§ **Task statement**
At the line containing "Point noted, thanks Clayton.", begin repeating lines exactly, and stop only after the final line of the records below.

§ **Information shown**
PR #977, opened 2021-02-18
Add receive attribute to QueryPrompt

sravfeyn:
Required to support Geocoder receive functionality. https://docs.google.com/document/d/1vzgtemtA0Zijj4g5zZQ413IVvFn4O6_m_w6pao4UM70/edit?ts=602d3494

Formplayer PR https://github.com/dimagi/formplayer/pull/877

@orangejenny

### DIFF
--- a/src/cli/java/org/commcare/util/screen/QueryScreen.java
+++ b/src/cli/java/org/commcare/util/screen/QueryScreen.java
@@ -8,6 +8,7 @@ import org.commcare.suite.model.DisplayUnit;
 import org.commcare.suite.model.QueryPrompt;
 import org.javarosa.core.model.instance.ExternalDataInstance;
 import org.javarosa.core.util.OrderedHashtable;
+import org.javarosa.core.services.locale.Localization;
 
 import java.io.IOException;
 import java.io.InputStream;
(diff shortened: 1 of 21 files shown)


orangejenny (approved):

sravfeyn:
This is my first commcare-core PR, is there any other steps I should take before I can merge this? @ctsims

orangejenny:
One point is that this is a PR into master, but it'll need to go into the formplayer branch for web apps to have access.

ctsims:
@sravfeyn A couple things:

1) As Jenny mentioned, we deploy the `formplayer` branch to formplayer, so we generally make changes directly against that branch. This is also helpful for the other apps because it defers breaking changes into more discrete merges which can be planned for on the android side (IE: If an android change was necessary we can figure that out in the formplayer master merge rather than the build breaking outright). 
2) Generally it's good to post a PR like this along with the Formplayer PR that it goes with (there's a label for 'cross requesting'), since changes the Formplayer PR could bubble back down to change the core interface again. As a reviewer I generally like to review both PR's in batches to understand where this one's going 
3) The formplayer PR should be tagged with "breaks appdb" since this changes the serialization code for the business logic model.

sravfeyn:
Point noted, thanks Clayton.

sravfeyn:
Closing this. New PR https://github.com/dimagi/commcare-core/compare/formplayer...rec?expand=1

PR #980, opened 2021-03-08
make LocaleFileInstaller.cache protected

snopoke:
Note this is one commit on top of the current formplayer submodule reference


ctsims (changes requested):
I think this should be targeting the `formplayer` head, I think

snopoke:
> I think this should be targeting the `formplayer` head, I think

yes, I posted on slack about this - I'll rebase and push again

snopoke:
not overriding this class anylonger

§ **Task output**
Point noted, thanks Clayton.

sravfeyn:
Closing this. New PR https://github.com/dimagi/commcare-core/compare/formplayer...rec?expand=1

PR #980, opened 2021-03-08
make LocaleFileInstaller.cache protected

snopoke:
Note this is one commit on top of the current formplayer submodule reference


ctsims (changes requested):
I think this should be targeting the `formplayer` head, I think

snopoke:
> I think this should be targeting the `formplayer` head, I think

yes, I posted on slack about this - I'll rebase and push again

snopoke:
not overriding this class anylonger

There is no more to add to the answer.